_How to complete this task_
Bring together every line in the data that includes "could".

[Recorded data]
Issue #83, opened 2026-04-01
feat: support URL data loading for Colab notebooks


lipikaramaswamy:
## Problem

Tutorial notebooks use local paths for `AnonymizerInput.source` (e.g. `../data/NVIDIA_synthetic_biographies.csv`). This works for local execution and `make convert-notebooks`, but won't work in Google Colab because the data files aren't available.

## Proposed fix

Two changes needed:

1. **`AnonymizerInput`**: Support URL sources -- detect if `source` is a URL, download to a temp file, and pass that to the pipeline. Currently `source` validates with `Path(value).exists()` which rejects URLs.

2. **Notebooks**: Once URL support is added, update all tutorial notebooks to use raw GitHub URLs:
   - `https://raw.githubusercontent.com/NVIDIA-NeMo/Anonymizer/main/docs/data/NVIDIA_synthetic_biographies.csv`
   - `https://raw.githubusercontent.com/NVIDIA-NeMo/Anonymizer/main/docs/data/TAB_legal_sample25.csv`

## Prerequisite

The repo must be public for raw GitHub URLs to work without auth tokens.

## Files

- `src/anonymizer/config/anonymizer_config.py` (URL support in `AnonymizerInput`)
- `docs/notebook_source/*.py` (update data paths)
- `docs/overrides/main.html` (Colab badge already in place)

lipikaramaswamy:
done in #96

PR #84, opened 2026-04-01
docs: documentation site content

### LINKED ISSUE #80: fix: remove {text} from allowed template placeholders in Redact and Hash
## Problem

`Redact` and `Hash` both allow `{text}` in their `format_template` validators, but using it defeats the purpose of these strategies:

- **Redact** with `{text}`: exposes the original PII that was supposed to be redacted
- **Hash** with `{text}`: exposes the original PII alongside the hash

This is inherited from the shared `_validate_template` call in `ReplaceMethodBase` which passes `allowed_fields={"text", "label"}` uniformly.

## Proposed fix

Remove `"text"` from `allowed_fields` in the `validate_format_template` validators for both `Redact` and `Hash` in `src/anonymizer/config/replace_strategies.py`.

Consider also adding a `{mask}` placeholder for Redact that generates `*` characters matching the entity length (separate feature).

## Files

- `src/anonymizer/config/replace_strategies.py`

lipikaramaswamy:
## Summary

Complete documentation site for NeMo Anonymizer, built with MkDocs Material.

### Content
- **Home page**: Landing with tabbed strategy examples, install, quickstart code
- **Concepts**: Models, Detect, Replace, Rewrite -- config tables, examples, admonitions
- **Tutorials**: 5 notebooks with executed outputs (biographies + legal datasets)
- **API Reference**: Auto-generated from docstrings, empty pages excluded

### Code changes
- Reorder Substitute first in `replace_strategies.py` (API ref priority)
- Remove `{text}` from Redact/Hash allowed template fields (fixes #80)
- Reduce `max_parallel_requests` to 2 for rate limit safety
- Add `make convert-notebooks` target
- Move e2e script to `tests_e2e/`
- Polished Tier 1 docstrings (result types, replace methods, logging)

### Styling
- NVIDIA green headers, incognito logo/favicon, card grid styling
- Sidebar nav (no top tabs), collapsed sections, DD-consistent layout
- Light mode code block backgrounds

### Known follow-ups
- Colab notebook support (blocked on public repo, #83)

## Related Issues
Closes #80


docs/notebook_source/01_your_first_anonymization.py
```diff
@@ -0,0 +1,77 @@
...
+# ---
+
+# %% [markdown]
+# # Your First Anonymization
+#
+# Detect sensitive entities and replace them with LLM-generated substitutes.
+# This is the simplest end-to-end example of Anonymizer.
+
+# %% [markdown]
+# ## Setup
```
nina-xu: what is an effective way to set `NVIDIA_API_KEY` in the notebook? I had to add a cell that sets `os.environ`. If there is something to do to set it beforehand, might be good to mention it here

docs/notebook_source/03_choosing_a_replacement_strategy.py
nina-xu: it's not clear to me here where to put the `format_template`. could we do something like 
```suggestion
# Default: `[REDACTED_FIRST_NAME]`. Customize with `Redact(format_template=...)`.
```

nina-xu:
```suggestion
# Default: `<Alice, first_name>`. Customize with `format_template` — must include `{text}` and `{label}`, eg. `Annotate(format_template="<{text}--{label}>")`
```
something like that... there isn't a cell that actually does custom template. same for the other strategies

nina-xu: nit: missing "with"

docs/notebook_source/04_rewriting_biographies.py
```diff
@@ -12,7 +12,7 @@
 # ---
 
 # %% [markdown]
-# # Rewrite Mode
+# # Rewriting Biographies
 #
 # Instead of replacing entities with tokens, rewrite mode generates a
```
nina-xu, line 20: suggestion: point to some replacement notebooks/docs here in case the user does not go through the tutorials in order and is not familiar with replacement yet.

docs/notebook_source/01_your_first_anonymization.py
```diff
@@ -0,0 +1,77 @@
+# ---
```
nina-xu, line 4: before running the notebooks, i had to install ipykernel and register the venv as a kernel. are we assuming these are the steps a user already knows how to do?

docs/notebook_source/05_rewriting_legal_documents.py
```diff
@@ -0,0 +1,123 @@
...
+# and custom entity labels tailored for legal proceedings.
+
+# %% [markdown]
+# ## Setup
+
+# %%
+from anonymizer import Anonymizer, AnonymizerConfig, AnonymizerInput, Detect, LoggingConfig, Rewrite, configure_logging
+from anonymizer.config.rewrite import EvaluationCriteria, PrivacyGoal, RiskTolerance
+
+configure_logging(LoggingConfig.debug())
```
nina-xu: why are we using debug logging here? could we add a comment about that?

nina-xu (commented):
awesome stuff. thanks!

saw that anonymizer replaced SpaceX with Blue Origin. Savage

docs/concepts/detection.md
```diff
@@ -0,0 +1,85 @@
+# Detect
+
+Entity detection is the first stage of every Anonymizer pipeline. Both replace and rewrite modes depend on it.
+
+---
+
+## How it works
+
+Detection combines a lightweight NER model (GLiNER-PII) with LLM-based refinement. GLiNER produces an initial set of entity spans, then an LLM augments it with entities the NER missed and validates each detection -- keeping, reclassifying, or dropping entities based on context.
```
mckornfield:
```suggestion
Detection combines a lightweight NER model (GLiNER-PII) with LLM-based refinement. GLiNER produces an initial set of entity spans, then an LLM augments it with entities that NER missed and validates each detection -- keeping, reclassifying, or dropping entities based on context. 
```

docs/concepts/detection.md
```diff
@@ -0,0 +1,85 @@
...
+
+Detection is configured via the `Detect` object on `AnonymizerConfig`:
+
+```python
+from anonymizer import AnonymizerConfig, Detect, Redact
+
+config = AnonymizerConfig(
+    detect=Detect(
+        entity_labels=["first_name", "last_name", "email", "phone_number"],
+        gliner_threshold=0.3,
```
mckornfield: based on the below, do we want to always be explicit about parameters in the docs? or just leave off defaults?

docs/notebook_source/01_your_first_anonymization.py
alexahaushalter: I would like the notebooks to be totally standalone and include these steps if possible, or at least a comment about prerequisites

docs/concepts/detection.md
```diff
@@ -0,0 +1,85 @@
...
+```python
+# Strict: only detect these 3 labels
+Detect(entity_labels=["first_name", "last_name", "email"])
+
+# Permissive: detect all defaults + LLM can infer new label types
+Detect()  # entity_labels=None
+```
+## Tuning the threshold
+
+For gliner_threshold, start with the default `0.3`. If you're seeing too many false positives, raise it to `0.5`. If entities are being missed, try lowering to `0.2`. The LLM validation step catches many false positives, so erring on the side of lower thresholds is usually safe.
```
mckornfield: might be good to give examples on a sample dataset of "how many false positives -> how many an LLM of a certain size will detect".

docs/concepts/models.md
```diff
@@ -0,0 +1,128 @@
+# Models
+
+Anonymizer uses LLMs for entity detection, replacement, and rewriting. Models are configured via YAML and mapped to workflow roles.
+
+---
+
+## Defaults
+
+Set your API key and Anonymizer uses models hosted on [build.nvidia.com](https://build.nvidia.com).
```
mckornfield:
```suggestion
Set your API key so that Anonymizer will use models hosted on [build.nvidia.com](https://build.nvidia.com).
```

docs/concepts/models.md
```diff
@@ -0,0 +1,128 @@
+# Models
+
+Anonymizer uses LLMs for entity detection, replacement, and rewriting. Models are configured via YAML and mapped to workflow roles.
```
mckornfield, line 6: I wonder if we want to use a note etc. on the fact that we'll be sending the data/snippets of it to these LLMs. It would make sense to use a local/trusted LLM then if they don't/can't send the data to build.nvidia.com

docs/concepts/models.md
```diff
@@ -0,0 +1,128 @@
...
+| `gpt-oss-120b` | `openai/gpt-oss-120b` | Validation, augmentation, replacement, rewriting |
+| `nemotron-30b-thinking` | `nvidia/nemotron-3-nano-30b-a3b` | Latent detection, evaluation, final judge |
+
+Each pipeline stage has a **role** mapped to one of these aliases. See the full role list in the default configs: [`detection.yaml`](https://github.com/NVIDIA-NeMo/Anonymizer/blob/main/src/anonymizer/config/default_model_configs/detection.yaml), [`replace.yaml`](https://github.com/NVIDIA-NeMo/Anonymizer/blob/main/src/anonymizer/config/default_model_configs/replace.yaml), [`rewrite.yaml`](https://github.com/NVIDIA-NeMo/Anonymizer/blob/main/src/anonymizer/config/default_model_configs/rewrite.yaml).
+
+---
+
+## Custom providers
+
+To use models from a non-default provider (OpenAI, OpenRouter, etc.), define a providers YAML:
```
mckornfield:
```suggestion
To use models from a different provider (OpenAI, OpenRouter, etc.), define a providers YAML:
```

docs/concepts/models.md
```diff
@@ -0,0 +1,128 @@
...
+
+```python
+anonymizer = Anonymizer(model_providers="my_providers.yaml")
+```
+
+---
+
+## Custom models
+
+Override specific roles by passing a unified YAML to `Anonymizer(model_configs=...)`. The `provider` field references a provider by name -- use `nvidia` for build.nvidia.com, or a custom provider defined above.
```
mckornfield:
```suggestion
Override specific roles by passing a unified YAML path to `Anonymizer(model_configs=...)`. The `provider` field references a provider by name -- use `nvidia` for build.nvidia.com, or a custom provider defined above.
```

docs/concepts/models.md
```diff
@@ -0,0 +1,128 @@
...
+    model: anthropic/claude-sonnet-4
+    provider: openrouter
+    inference_parameters:
+      max_tokens: 8192
+      temperature: 0.3
+```
+
+```python
+anonymizer = Anonymizer(
+    model_configs="my_models.yaml",
```
mckornfield, line 98: out of curiosity, can it also be a dict/string of YAML? or only a path for these

docs/concepts/models.md
```diff
@@ -0,0 +1,128 @@
...
+
+    Use [`anonymizer.validate_config(config)`](../reference/anonymizer/interface/anonymizer.md) (or [`anonymizer validate`](../reference/anonymizer/interface/cli/main.md) from the CLI) after changing model configs to catch alias mismatches before processing data.
+
+---
+
+## Choosing custom models
+
+For Anonymizer, the best overall leaderboard model is not always the best default for every role.
+Some roles are simple classification or constrained JSON generation tasks, while others require deeper
+reasoning about privacy risk, long-context rewriting, and leakage repair.
```
mckornfield: might be worth defining "leakage repair" unless you did and I missed it

docs/concepts/models.md
```diff
@@ -0,0 +1,128 @@
...
+
+Use benchmarks as signals for role fit, not as a single global ranking.
+
+### Most useful benchmark signals
+
+| Benchmark / metric | What it predicts well in Anonymizer |
```
mckornfield: all of these are benchmarks except the last one yeah? should we just put those 3 on their own and make this `Benchmark` ?

docs/concepts/models.md
```diff
@@ -0,0 +1,128 @@
...
+| `IFBench` | Following detailed instructions, producing constrained outputs, and obeying prompt rules. |
+| `AA-Omniscience Accuracy` | Recovering the right facts without dropping important information. |
+| `AA-Omniscience Non-Hallucination` | Avoiding invented entities, facts, or unsupported claims. |
+| `AA-LCR` | Handling long prompts with tagged text, domain guidance, replacement maps, and evaluation context. |
+| `Humanity's Last Exam` / `GPQA Diamond` | General reasoning depth for privacy-sensitive planning and rewriting. |
+| Latency / output speed / verbosity | Notebook UX, evaluation-loop cost, and practical throughput. |
+
+### Practical guidance
+
+- Use your strongest models for `latent_detector`, `disposition_analyzer`, `rewriter`, and often `repairer`.
```
mckornfield: The `often` is weird to me here and on 127, should we just nix it?

tests_e2e/test_e2e.py
```diff
@@ -0,0 +1,32 @@
...
+preview = anonymizer.preview(
+    config=config,
+    data=input_data,
+    num_records=3,
+)
+
+result = anonymizer.run(config=config, data=input_data)
+
+print(result)
+result.dataframe.head()
```
mckornfield, line 30: should this be written as a test/ have some asserts?

docs/index.md
```diff
@@ -1,3 +1,113 @@
...
+
+```bash
+# Get an API key from build.nvidia.com
+export NVIDIA_API_KEY="your-nvidia-api-key"
+```
+By default, Anonymizer uses NVIDIA-hosted models for detection and LLM-based anonymization. You can also [bring your own models](concepts/models.md).
+
+## Anonymize
+
+```python
```
mckornfield: worth having a tab for how to do it with the CLI as well?

docs/notebooks/04_rewriting_biographies.ipynb
mckornfield, line 1: These notebooks look cool, but the logging snippets are pretty verbose... wonder if they can be run with lower verbosity or something so they aren't as big? might not matter if the sections are scrollable

docs/notebook_source/01_your_first_anonymization.py
mckornfield: that is relatively standard yeah?

docs/notebook_source/05_rewriting_legal_documents.py
mckornfield: mentioned elsewhere, think some of the notebooks are really chonky because of that

docs/notebook_source/02_inspecting_detected_entities.py
nina-xu, line 1: I feel that the motivation of this notebook needs some clarification. Who's the target audience here and how will this help them? is it
- beginner users (i doubt it)
- advanced users (does this help them set a better config to improve performance? does this help them understand the inner workings of anonymizer so that they can be assured what needs to be done is done?)
- developers (to understand which step of the pipeline is falling short so they can fix it?)

docs/concepts/detection.md
lipikaramaswamy: Good point. If there are good defaults, we can just leave them off and describe in the fields section.

docs/notebook_source/02_inspecting_detected_entities.py
lipikaramaswamy: Added, helps investigate and iterate on configs.

docs/notebooks/04_rewriting_biographies.ipynb
lipikaramaswamy: They now have default verbosity

docs/index.md
lipikaramaswamy: added

tests_e2e/test_e2e.py
lipikaramaswamy: The print is unnecessary, and head() gives a glimpse into what one can expect in the output

docs/concepts/models.md
lipikaramaswamy: added a link

docs/concepts/models.md
lipikaramaswamy: good point, moved last one to it's own sentence

docs/concepts/models.md
lipikaramaswamy: gone

docs/concepts/models.md
lipikaramaswamy: yup string only, clarified for both model configs and model providers

docs/concepts/models.md
lipikaramaswamy: yes, 100% thanks for flagging, added.

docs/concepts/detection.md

_Finished task_
nina-xu: it's not clear to me here where to put the `format_template`. could we do something like 
nina-xu: why are we using debug logging here? could we add a comment about that?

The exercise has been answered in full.